Required action:
The data must be returned in full and exactly as given.

─── Raw data ───

PR #1979, opened 2024-09-02
Version bump `quinn` to enforce patched `quinn-proto`

finnbear:
Now crates like `wtransport`, that only depend on `quinn` and use `quinn-proto` via `quinn::proto`, can point to a [patched](https://github.com/quinn-rs/quinn/security/advisories/GHSA-vr26-jcq5-fjj8) version.

### DIFF
--- a/quinn/Cargo.toml
+++ b/quinn/Cargo.toml
@@ -1,6 +1,6 @@
 [package]
 name = "quinn"
-version = "0.11.4"
+version = "0.11.5"
 license.workspace = true
 repository.workspace = true
 description = "Versatile QUIC transport protocol implementation"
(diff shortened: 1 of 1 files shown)


Ralith (approved):
`cargo update` (or the default behavior when adding a new dependency) will be sufficient to get the latest `quinn-proto` regardless, so I'm not sure this is strictly needed. Still, no harm, and I wouldn't mind getting https://github.com/quinn-rs/quinn/pull/1977 published.

finnbear:
> cargo update

FWIW, once your `nightly` app code base has hundreds of dependencies, `cargo update` (or removing `Cargo.lock`) becomes hazardous (e.g. introduces incompatibilities due to SEMVER mistakes and changing `nightly` features) and it's safer to depend on exact versions of dependencies and manually update the important ones occasionally (but you can only do that with direct dependencies, not transitives ones).

Ralith:
`cargo update` can also target individual transitive dependencies if you don't want to do everything at once.

finnbear:
> cargo update can also target individual transitive dependencies if you don't want to do everything at once.

You're right, but if you use your library in 5 different places (say you use your game engine in 5 different games), then you would have to remember to run `cargo update` in those 5 places.

Maybe this is really niche :joy:

djc (approved):

djc:
* Published quinn-proto v0.11.8 at registry `crates-io`
* Published quinn v0.11.5 at registry `crates-io`
* [new tag]           quinn-0.11.5 -> quinn-0.11.5
* [new tag]           quinn-proto-0.11.8 -> quinn-proto-0.11.8
* [Release notes](https://github.com/quinn-rs/quinn/releases/tag/quinn-proto-0.11.8)

PR #1980, opened 2024-09-03
use orig_dst_cid to add into index to avoid corruption

lijunwangs:
Problem:

When the initial packet is a stateless retry packet, we use the orig_dst_cid to create the quinn_proto::Incoming. However we added the connection into the index using the header.dst_cid. These two connection CID can be different. When the connection is later removed from the index, we use the one populated in the Incoming. This will fail to properly remove it. This causes discrepancy of the Quinn_proto::Endpoint::index and Quinn_proto::Endpoint::incoming_buffers and cause crashes when the incoming buffer is accessed.  A scenario

1. A stateless connect retry initial packet is received, we add (header.dst_cid, index) into the connection index and incoming buffers.
2. The connection is ignored by the application which triggers clean_up_incoming and cleanup, This removes the corresponding index from the incoming_buffers but not the Connection from the index (which was added using header.dst_cid).
3. Client sends the connection retry packet again with the same header.dst_cid, in this case we found the connection from Endpoint::index, and obtained RouteDatagramTo::Incoming, with the index value in it, when accessing 
let incoming_buffer = &mut self.incoming_buffers[incoming_idx]; 
it will blows up due to wrong index as it was removed in step 2.

Changes:
in Quinn_proto::Endpoint::handle_first_packet use the orig_dst_cid variable to the index to keep consistent with the Incoming created.

### DIFF
--- a/quinn-proto/src/endpoint.rs
+++ b/quinn-proto/src/endpoint.rs
@@ -531,7 +531,7 @@ impl Endpoint {
 
         let incoming_idx = self.incoming_buffers.insert(IncomingBuffer::default());
         self.index
-            .insert_initial_incoming(header.dst_cid, incoming_idx);
+            .insert_initial_incoming(orig_dst_cid, incoming_idx);
 
         Some(DatagramEvent::NewConnection(Incoming {
             addresses,


lijunwangs:
This seems to have been addressed by e01609ccd8738bd438d86fa7185a0f85598cb58f.

Ralith:
Thanks for the diagnosis, all the same!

───

Expected output:
PR #1979, opened 2024-09-02
Version bump `quinn` to enforce patched `quinn-proto`

finnbear:
Now crates like `wtransport`, that only depend on `quinn` and use `quinn-proto` via `quinn::proto`, can point to a [patched](https://github.com/quinn-rs/quinn/security/advisories/GHSA-vr26-jcq5-fjj8) version.

### DIFF
--- a/quinn/Cargo.toml
+++ b/quinn/Cargo.toml
@@ -1,6 +1,6 @@
 [package]
 name = "quinn"
-version = "0.11.4"
+version = "0.11.5"
 license.workspace = true
 repository.workspace = true
 description = "Versatile QUIC transport protocol implementation"
(diff shortened: 1 of 1 files shown)


Ralith (approved):
`cargo update` (or the default behavior when adding a new dependency) will be sufficient to get the latest `quinn-proto` regardless, so I'm not sure this is strictly needed. Still, no harm, and I wouldn't mind getting https://github.com/quinn-rs/quinn/pull/1977 published.

finnbear:
> cargo update

FWIW, once your `nightly` app code base has hundreds of dependencies, `cargo update` (or removing `Cargo.lock`) becomes hazardous (e.g. introduces incompatibilities due to SEMVER mistakes and changing `nightly` features) and it's safer to depend on exact versions of dependencies and manually update the important ones occasionally (but you can only do that with direct dependencies, not transitives ones).

Ralith:
`cargo update` can also target individual transitive dependencies if you don't want to do everything at once.

finnbear:
> cargo update can also target individual transitive dependencies if you don't want to do everything at once.

You're right, but if you use your library in 5 different places (say you use your game engine in 5 different games), then you would have to remember to run `cargo update` in those 5 places.

Maybe this is really niche :joy:

djc (approved):

djc:
* Published quinn-proto v0.11.8 at registry `crates-io`
* Published quinn v0.11.5 at registry `crates-io`
* [new tag]           quinn-0.11.5 -> quinn-0.11.5
* [new tag]           quinn-proto-0.11.8 -> quinn-proto-0.11.8
* [Release notes](https://github.com/quinn-rs/quinn/releases/tag/quinn-proto-0.11.8)

PR #1980, opened 2024-09-03
use orig_dst_cid to add into index to avoid corruption

lijunwangs:
Problem:

When the initial packet is a stateless retry packet, we use the orig_dst_cid to create the quinn_proto::Incoming. However we added the connection into the index using the header.dst_cid. These two connection CID can be different. When the connection is later removed from the index, we use the one populated in the Incoming. This will fail to properly remove it. This causes discrepancy of the Quinn_proto::Endpoint::index and Quinn_proto::Endpoint::incoming_buffers and cause crashes when the incoming buffer is accessed.  A scenario

1. A stateless connect retry initial packet is received, we add (header.dst_cid, index) into the connection index and incoming buffers.
2. The connection is ignored by the application which triggers clean_up_incoming and cleanup, This removes the corresponding index from the incoming_buffers but not the Connection from the index (which was added using header.dst_cid).
3. Client sends the connection retry packet again with the same header.dst_cid, in this case we found the connection from Endpoint::index, and obtained RouteDatagramTo::Incoming, with the index value in it, when accessing 
let incoming_buffer = &mut self.incoming_buffers[incoming_idx]; 
it will blows up due to wrong index as it was removed in step 2.

Changes:
in Quinn_proto::Endpoint::handle_first_packet use the orig_dst_cid variable to the index to keep consistent with the Incoming created.

### DIFF
--- a/quinn-proto/src/endpoint.rs
+++ b/quinn-proto/src/endpoint.rs
@@ -531,7 +531,7 @@ impl Endpoint {
 
         let incoming_idx = self.incoming_buffers.insert(IncomingBuffer::default());
         self.index
-            .insert_initial_incoming(header.dst_cid, incoming_idx);
+            .insert_initial_incoming(orig_dst_cid, incoming_idx);
 
         Some(DatagramEvent::NewConnection(Incoming {
             addresses,


lijunwangs:
This seems to have been addressed by e01609ccd8738bd438d86fa7185a0f85598cb58f.

Ralith:
Thanks for the diagnosis, all the same!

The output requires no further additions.